Carrie Bradshaw never finds out about this. She is still reeling from the obituary she sees that morning on the front page of the Times: In a freak accident in Paris, Aleksandr Petrovsky spills a tumbler of Stolichnaya all over the circuits connecting his latest large-scale light installation to the power of his Montparnasse art gallery. Voila! Electrocutionaire! This, coming on the heels of reports that her old flame Aidan Shaw flamed out after succumbing to a vicious bite from a rabid raccoon in the backyard of his revoltingly rustic cabin in Suffern, New York.

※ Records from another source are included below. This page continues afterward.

PR #2319, opened 2026-02-27
feat: added support hostAliases

eXist-FraGGer:
# Added hostAliases support to all Harbor Helm Deployments:
- core
- portal
- jobservice
- registry
- nginx
- exporter

This enables consistent host alias customization across all Harbor components without breaking existing installs.
Default behavior is unchanged because `hostAliases` is empty by default.

# Changes
1. Updated Deployment templates to render spec.template.spec.hostAliases conditionally from values:
```yaml
{{- with .Values.<component>.hostAliases }}
hostAliases:
{{ toYaml . | indent 8 }}
{{- end }}
```
2. Added default values in values.yaml:
```yaml
nginx:
  hostAliases: []
portal:
  hostAliases: []
core:
  hostAliases: []
jobservice:
  hostAliases: []
registry:
  hostAliases: []
exporter:
  hostAliases: []
```

# Validation
- `helm template harbor .` passes with default values.
- `helm template harbor . -f /tmp/harbor-hostaliases-all-values.yaml` passes with sample `hostAliases` overrides.
- Verified `hostAliases` appears in rendered Deployment manifests when configured.

### DIFF
--- a/templates/core/core-dpl.yaml
+++ b/templates/core/core-dpl.yaml
@@ -58,6 +58,10 @@ spec:
             component: core
 {{- end }}
 {{- end }}
+      {{- with .Values.core.hostAliases }}
+      hostAliases:
+{{ toYaml . | indent 8 }}
+      {{- end }}
       {{- with .Values.core.initContainers }}
       initContainers:
         {{- toYaml . | nindent 8 }}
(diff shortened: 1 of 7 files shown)


eXist-FraGGer:
Hi @MinerYang, could you please re-open this PR?

PR #2322, opened 2026-03-04
Expose REGISTRY_HTTP_CLIENT_TIMEOUT for jobservice

### LINKED ISSUE #2313: Expose REGISTRY_HTTP_CLIENT_TIMEOUT via Helm Values for Registry Deployment
### Context
Our current deployments operate in restricted, high-latency, and low-bandwidth network environments. During operations such as proxy-caching or large image pulls from upstream registries, we are observing frequent failures.

### Problem:
The Harbor Registry component uses a hardcoded default of 30 seconds for its internal HTTP client timeout. In our specific network conditions, this window is insufficient, leading to context canceled or timeout errors during the proxy-cache process.

### Proposed Solution:
Introduce a configurable parameter in the values.yaml to allow for the dynamic setting of the REGISTRY_HTTP_CLIENT_TIMEOUT environment variable within the Registry deployment template.

Proposed Key: registry.httpClientTimeout

Default Value: 30

Implementation: Inject the value into the registry deployment container spec as an environment variable.

MinerYang:
Fix: https://github.com/goharbor/harbor-helm/issues/2313


stonezdj (approved):

neevnuv:
@MinerYang, accourding to this - https://github.com/goharbor/harbor/issues/22393#issuecomment-3345998709, the REGISTRY_HTTP_CLIENT_TIMEOUT chould be applied to the harbor-core config. Should we add this option additionally to the core configMap?

PR #2359, opened 2026-05-02
feat(nginx): add loadBalancerClass support to LB svc

mlguerrero12:
Add spec.loadBalancerClass rendering to the nginx Service template when expose.type=loadBalancer. The field is omitted when unset, preserving backward compatibility for existing deployments.


mlguerrero12:
@MinerYang PTAL. Thanks!

MinerYang:
> @MinerYang PTAL. Thanks!

Hi @mlguerrero12 ,

Sorry for the late response. Could you also help to write a UT for this specific case?
e.g. https://github.com/goharbor/harbor-helm/tree/main/test/unittest

Thanks^
Miner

Luckily, Carrie never hears the worst news of all: Mr. Big wasn't that gargantuan after all. Poor Carrie. If she had taken the $30,000 that Big offered her to buy her apartment in episode 64, she might've gotten over him a whole lot sooner, since the check probably would have bounced. The only thing big about Mr. Big's financial picture, it turns out, is his ability to convince people that he is a multibillionaire, not just a smooth-talking Blood Sweat & Tears fan in an empty Brioni suit. Once the SEC starts investigating the financial shenanigans propping up his Napa vineyard, the extent of Mr. Big's malfeasance is revealed to be so grand that even the ministrations of the late Harry Goldenblatt couldn't help. At least Big goes out in a big way: He rents the nine-room Peter Marino/I.M. Pei–designed Ty Warner suite on the 52nd floor of the Four Seasons Hotel and shuffles off this mortal coil from a massive floor-to-ceiling bay window.
But just as his flailing carcass is flapping in the wind, just as his handmade Peel loafers are flying off his feet and thudding onto an air-conditioning duct far below, Carrie is exiting Jeffrey's in the meatpacking district, her arms so full of new Choos and Louboutins that she can barely see over the top box. Thus impaired, she catches a heel of the sky-scraping Manolos she's wearing on a sidewalk grate, pitches forward, and is forthwith flattened by a 14th Street cross-town bus sporting a poster of a come-hither Carrie on its side.